At the time my personality was peak Wall Street and I viewed everything in economic terms, and by that measure England is something to be laughed at or pitied. That hasn’t changed in the last three decades; if anything it’s worse. The seaside towns I have walked through are a good example. I’m typing this in a pub where almost nothing works, after spending three nights in three different hotels where almost nothing worked. Where showers are either scalding hot or freezing cold. Where, when the weather turns a bit warmer than usual, people treat ice likes it’s some magical thing that can’t be accessed. Not without offending the Gods. Where everything is small, sad, half-broken and dreary.
Since then, I’ve changed. I get the extra Rolo thing now: it is about moving beyond the material, accepting what you have, which is perfectly fine, and focusing on other things. Sure, you can splurge every now and then, spoil yourself with an eighth Rolo, as a lark, but that’s not the primary point of happiness. From what I’ve seen and heard in my two long walks across England, the English working class is a lot happier, more comfortable in their own skin and content, than the American. They might suffer from many of the same problems, but they seem a lot less angry.
While there’s a lot of reasons for this, I think the main one is, ironically, that the class system is more calcified. In the US there’s this fantasy that anyone can do anything. The elites peddle this all the time: with enough hard work you can be whatever you want to be. The corollary to that is it’s not ok to be working class. You should always be looking to move on, rather than building your own culture. Divorce your class and be better, you loser!
In the UK, the knowledge that you are stuck in your class is actually freeing. The attitude shifts from constantly trying to distance yourself from your community to contributing to it. Or at least being happy with it. Because fuck the elites and their scorn. I’m never gonna be them, so I’ll be what my dad was and my dad’s dad was.
The result of this is the British seem like a wind-up toy that bumps over and over into a wall, but with a smile on its face. As a former banker, and an American driven to optimism, my first reaction is to find that annoying. But a decade removed from my banker days, I now see things in less material terms. I believe the biggest contributor to happiness is not having tons of stuff, but knowing your address in the universe of meaning. Knowing who you are, and why you’re here, and what will come once you’re gone.
The English working class has that. It is eating mushy fish on pebbly beaches, then heading off to the local for a pint of bitter. That’s the difference between Dover and all the places in the US I’ve visited. They both have addicts — both have people like Sandra who are gaming the system — but in Dover, despite all the dysfunction, despite very little working, there is far more happiness than in the Bronx, or West Virginia.

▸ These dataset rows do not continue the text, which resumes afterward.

PR #6849, opened 2025-10-22
Remove valloc

ripatel-fd:


ripatel-fd:
@kbhargava-jump can you check whether fd_ledger in offline replay still works>

kbhargava-jump:
> @kbhargava-jump can you check whether fd_ledger in offline replay still works>

yup this PR works fine for fd_ledger minify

Chaplins, despite all the visible unhappiness, is a happy place. Everyone that came in knew everyone else, including lying John, and understood them. They knew where they were coming from and what they were going through. Because England, even the “worst” parts, still has a real community, built around a shared history and culture; even if it sometimes gets turned into tourism board silliness, it very much matters. The English know who they are, and are ok with it. That they also got an extra Rolo every now and then is the cherry on the top.